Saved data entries
PR #335, opened 2024-03-31
Improve Start Script Generation for Windows

notTamion:
adds an @echo off in front of all windows scripts and adds a pause statement after if auto restart is disabled. This is because people on windows tend to double click the start.bat instead of opening a terminal and running the script from there, which causes the terminal to close when the server stops without giving the user the option to look at e.g. crash logs, i have noticed a lot of people on the discord server just saying "my server stops without any crash log" because of this exact reason.

### DIFF
--- a/src/components/StartScriptGenerator.tsx
+++ b/src/components/StartScriptGenerator.tsx
@@ -72,7 +72,7 @@ const generateStartCommand = (
 ) => {
   setTimeout(resizeOutput, 0);
   let content = "";
-  const command = `java -Xmx${memory * 1024}M -Xms${memory * 1024}M ${selectedFlag.value}${selectedFlag === FLAGS.NONE ? "" : " "}-jar ${filename === "" ? "server.jar" : filename} ${guiEnabled || selectedFlag === FLAGS.VELOCITY ? "" : "--nogui"}`;
+  const command = `java -Xmx${memory * 1024}M -Xms${memory * 1024}M ${selectedFlag.value}${selectedFlag === FLAGS.NONE ? "" : " "}-jar ${filename === "" ? "server.jar" : filename} ${guiEnabled || selectedFlag === FLAGS.VELOCITY ? "" : "nogui"}`;
 
   if (autoRestartEnabled)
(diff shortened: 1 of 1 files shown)


DerEchtePilz:
As a suggestion/question, would it make sense to put the pause statement behind a toggle that by default is turned on?

notTamion:
i didn't look into the component too much but as it looks to me that would require moving stuff around a lot so we can have different toggles for windows and linux. since i am very sure 90+% windows folks are gonna double click it i don't see much reason to have a toggle here.

DerEchtePilz:
I guess that's fair. I don't use the script generator anyway, and also didn't expect that much more work for a toggle so you have my approval (not that you need it, anyway)

zlataovce (approved):

src/components/StartScriptGenerator.tsx
```diff
@@ -79,9 +79,10 @@ const generateStartCommand = (
       "%%CONTENT%%",
       command
     );
-  else content = command;
+  else content = platform === "windows" ? command + "\n\npause" : command;
 
   if (platform === "linux") content = "#!/bin/bash\n\n" + content;
+  if (platform === "windows") content = "@echo off\n\n" + content;
```
olijeffers0n, line 85:
```suggestion
  if (platform === "linux") {
   content = "#!/bin/bash\n\n" + content;
  } else {
    content = "@echo off\n\n" + content;
  }
```

I would rather do this like this, or with a ternary. Up to you :)

olijeffers0n (changes requested):

notTamion:
i know this is technically completely out of scope for this pr (but opening a pr for this small thing is eeh) but shouldn't we have the gen add "nogui" instead of "--nogui" that way it will also work on older versions

olijeffers0n:
> i know this is technically completely out of scope for this pr (but opening a pr for this small thing is eeh) but shouldn't we have the gen add "nogui" instead of "--nogui" that way it doesn't crash on older versions

Yes, we should. Feel free to add that to this PR if you would like, and I will rename the commit on merge

olijeffers0n (approved):

PR #347, opened 2024-04-08
Adds a commit hash to the "Last Updated" text at the bottom of the page

granny:
TODO:

- [x] turn `src/util/gitUtils.ts` into a yarn patch
  - split the shell execution out into it's own method to make it easier to recreate `getFileCommitHash`
- [ ] move `parseFrontMatter` function elsewhere?
- [x] better naming for `LastCommitIn` component and it's translation key/values or omit translation component
- [x] fix up namings of everything
- [x] fix up TODOs
- [x] clean up stuff left over from debugging
- [x] turn `author` into a hyperlink
- [x] turn `hash` into a hyperlink
- [x] replace octokit with a simple axios http request


package.json
```diff
@@ -69,6 +70,8 @@
   },
   "packageManager": "yarn@4.1.1",
   "resolutions": {
-    "@docusaurus/plugin-content-docs@3.2.1": "patch:@docusaurus/plugin-content-docs@npm%3A3.2.1#./.yarn/patches/@docusaurus-plugin-content-docs-npm-3.2.1-7bedb7ec1c.patch"
+    "@docusaurus/plugin-content-docs@3.2.1": "patch:@docusaurus/plugin-content-docs@npm%3A3.2.1#./.yarn/patches/@docusaurus-plugin-content-docs-npm-3.2.1-7bedb7ec1c.patch",
+    "@docusaurus/utils@3.2.1": "patch:@docusaurus/utils@npm%3A3.2.1#./.yarn/patches/@docusaurus-utils-npm-3.2.1-cfade3be35.patch",
+    "@docusaurus/utils@3.1.0": "patch:@docusaurus/utils@npm%3A3.2.1#./.yarn/patches/@docusaurus-utils-npm-3.2.1-cfade3be35.patch"
```
olijeffers0n, line 75: What's going on here? Is there transitively 2 versions of utils?

src/util/authorUtils.ts
```diff
@@ -0,0 +1,66 @@
...
+      console.error(error.response?.data ?? error.response);
+    } else {
+      // silent
+      console.error(error);
+    }
+  }
+}
+
+export async function cacheAuthorData() {
+  // TODO: dirty hack to make sure it's only run before `parseFrontMatter` call
```
olijeffers0n, line 51: Is this the first call? If so a simple boolean check would suffice here

granny: a simple check would not work - each time the config is called it ends up re-running the method. (incrementing a variable every time it ran would always output `1`).

The config gets called and loaded 3 times separately - at the very beginning of the build, right before the `parseFrontMatter` method is called, and sometime near the very end of the build.

The best solution I can think of is checking a variable used by docusaurus that's in scope when the method is called.

docusaurus.config.ts
```diff
@@ -80,6 +83,28 @@ const config: Config = {
...
     },
     format: "detect",
+    parseFrontMatter: async (params) => {
+      const result = await params.defaultParseFrontMatter(params);
+      let author: AuthorData = {
+        ...AUTHOR_FALLBACK,
+      };
+      if (process.env.NODE_ENV !== "development") {
+        const { commit } = await getFileCommitHash(params.filePath);
+        let username = commitCache.get(commit);
```
MiniDigger, line 93:
```suggestion
        const username = commitCache.get(commit);
```

olijeffers0n (approved):

PR #41, opened 2017-04-10
Username is now required for make create_user

Ydrasil:
If we don't set username, then we can't create 2 profiles one after another

### DIFF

**PROBLEM:** Return the records above in their entirety, exactly as they appear.

**EXPECTED OUTPUT:**
PR #335, opened 2024-03-31
Improve Start Script Generation for Windows

notTamion:
adds an @echo off in front of all windows scripts and adds a pause statement after if auto restart is disabled. This is because people on windows tend to double click the start.bat instead of opening a terminal and running the script from there, which causes the terminal to close when the server stops without giving the user the option to look at e.g. crash logs, i have noticed a lot of people on the discord server just saying "my server stops without any crash log" because of this exact reason.

### DIFF
--- a/src/components/StartScriptGenerator.tsx
+++ b/src/components/StartScriptGenerator.tsx
@@ -72,7 +72,7 @@ const generateStartCommand = (
 ) => {
   setTimeout(resizeOutput, 0);
   let content = "";
-  const command = `java -Xmx${memory * 1024}M -Xms${memory * 1024}M ${selectedFlag.value}${selectedFlag === FLAGS.NONE ? "" : " "}-jar ${filename === "" ? "server.jar" : filename} ${guiEnabled || selectedFlag === FLAGS.VELOCITY ? "" : "--nogui"}`;
+  const command = `java -Xmx${memory * 1024}M -Xms${memory * 1024}M ${selectedFlag.value}${selectedFlag === FLAGS.NONE ? "" : " "}-jar ${filename === "" ? "server.jar" : filename} ${guiEnabled || selectedFlag === FLAGS.VELOCITY ? "" : "nogui"}`;
 
   if (autoRestartEnabled)
(diff shortened: 1 of 1 files shown)


DerEchtePilz:
As a suggestion/question, would it make sense to put the pause statement behind a toggle that by default is turned on?

notTamion:
i didn't look into the component too much but as it looks to me that would require moving stuff around a lot so we can have different toggles for windows and linux. since i am very sure 90+% windows folks are gonna double click it i don't see much reason to have a toggle here.

DerEchtePilz:
I guess that's fair. I don't use the script generator anyway, and also didn't expect that much more work for a toggle so you have my approval (not that you need it, anyway)

zlataovce (approved):

src/components/StartScriptGenerator.tsx
```diff
@@ -79,9 +79,10 @@ const generateStartCommand = (
       "%%CONTENT%%",
       command
     );
-  else content = command;
+  else content = platform === "windows" ? command + "\n\npause" : command;
 
   if (platform === "linux") content = "#!/bin/bash\n\n" + content;
+  if (platform === "windows") content = "@echo off\n\n" + content;
```
olijeffers0n, line 85:
```suggestion
  if (platform === "linux") {
   content = "#!/bin/bash\n\n" + content;
  } else {
    content = "@echo off\n\n" + content;
  }
```

I would rather do this like this, or with a ternary. Up to you :)

olijeffers0n (changes requested):

notTamion:
i know this is technically completely out of scope for this pr (but opening a pr for this small thing is eeh) but shouldn't we have the gen add "nogui" instead of "--nogui" that way it will also work on older versions

olijeffers0n:
> i know this is technically completely out of scope for this pr (but opening a pr for this small thing is eeh) but shouldn't we have the gen add "nogui" instead of "--nogui" that way it doesn't crash on older versions

Yes, we should. Feel free to add that to this PR if you would like, and I will rename the commit on merge

olijeffers0n (approved):

PR #347, opened 2024-04-08
Adds a commit hash to the "Last Updated" text at the bottom of the page

granny:
TODO:

- [x] turn `src/util/gitUtils.ts` into a yarn patch
  - split the shell execution out into it's own method to make it easier to recreate `getFileCommitHash`
- [ ] move `parseFrontMatter` function elsewhere?
- [x] better naming for `LastCommitIn` component and it's translation key/values or omit translation component
- [x] fix up namings of everything
- [x] fix up TODOs
- [x] clean up stuff left over from debugging
- [x] turn `author` into a hyperlink
- [x] turn `hash` into a hyperlink
- [x] replace octokit with a simple axios http request


package.json
```diff
@@ -69,6 +70,8 @@
   },
   "packageManager": "yarn@4.1.1",
   "resolutions": {
-    "@docusaurus/plugin-content-docs@3.2.1": "patch:@docusaurus/plugin-content-docs@npm%3A3.2.1#./.yarn/patches/@docusaurus-plugin-content-docs-npm-3.2.1-7bedb7ec1c.patch"
+    "@docusaurus/plugin-content-docs@3.2.1": "patch:@docusaurus/plugin-content-docs@npm%3A3.2.1#./.yarn/patches/@docusaurus-plugin-content-docs-npm-3.2.1-7bedb7ec1c.patch",
+    "@docusaurus/utils@3.2.1": "patch:@docusaurus/utils@npm%3A3.2.1#./.yarn/patches/@docusaurus-utils-npm-3.2.1-cfade3be35.patch",
+    "@docusaurus/utils@3.1.0": "patch:@docusaurus/utils@npm%3A3.2.1#./.yarn/patches/@docusaurus-utils-npm-3.2.1-cfade3be35.patch"
```
olijeffers0n, line 75: What's going on here? Is there transitively 2 versions of utils?

src/util/authorUtils.ts
```diff
@@ -0,0 +1,66 @@
...
+      console.error(error.response?.data ?? error.response);
+    } else {
+      // silent
+      console.error(error);
+    }
+  }
+}
+
+export async function cacheAuthorData() {
+  // TODO: dirty hack to make sure it's only run before `parseFrontMatter` call
```
olijeffers0n, line 51: Is this the first call? If so a simple boolean check would suffice here

granny: a simple check would not work - each time the config is called it ends up re-running the method. (incrementing a variable every time it ran would always output `1`).

The config gets called and loaded 3 times separately - at the very beginning of the build, right before the `parseFrontMatter` method is called, and sometime near the very end of the build.

The best solution I can think of is checking a variable used by docusaurus that's in scope when the method is called.

docusaurus.config.ts
```diff
@@ -80,6 +83,28 @@ const config: Config = {
...
     },
     format: "detect",
+    parseFrontMatter: async (params) => {
+      const result = await params.defaultParseFrontMatter(params);
+      let author: AuthorData = {
+        ...AUTHOR_FALLBACK,
+      };
+      if (process.env.NODE_ENV !== "development") {
+        const { commit } = await getFileCommitHash(params.filePath);
+        let username = commitCache.get(commit);
```
MiniDigger, line 93:
```suggestion
        const username = commitCache.get(commit);
```

olijeffers0n (approved):

PR #41, opened 2017-04-10
Username is now required for make create_user

Ydrasil:
If we don't set username, then we can't create 2 profiles one after another

### DIFF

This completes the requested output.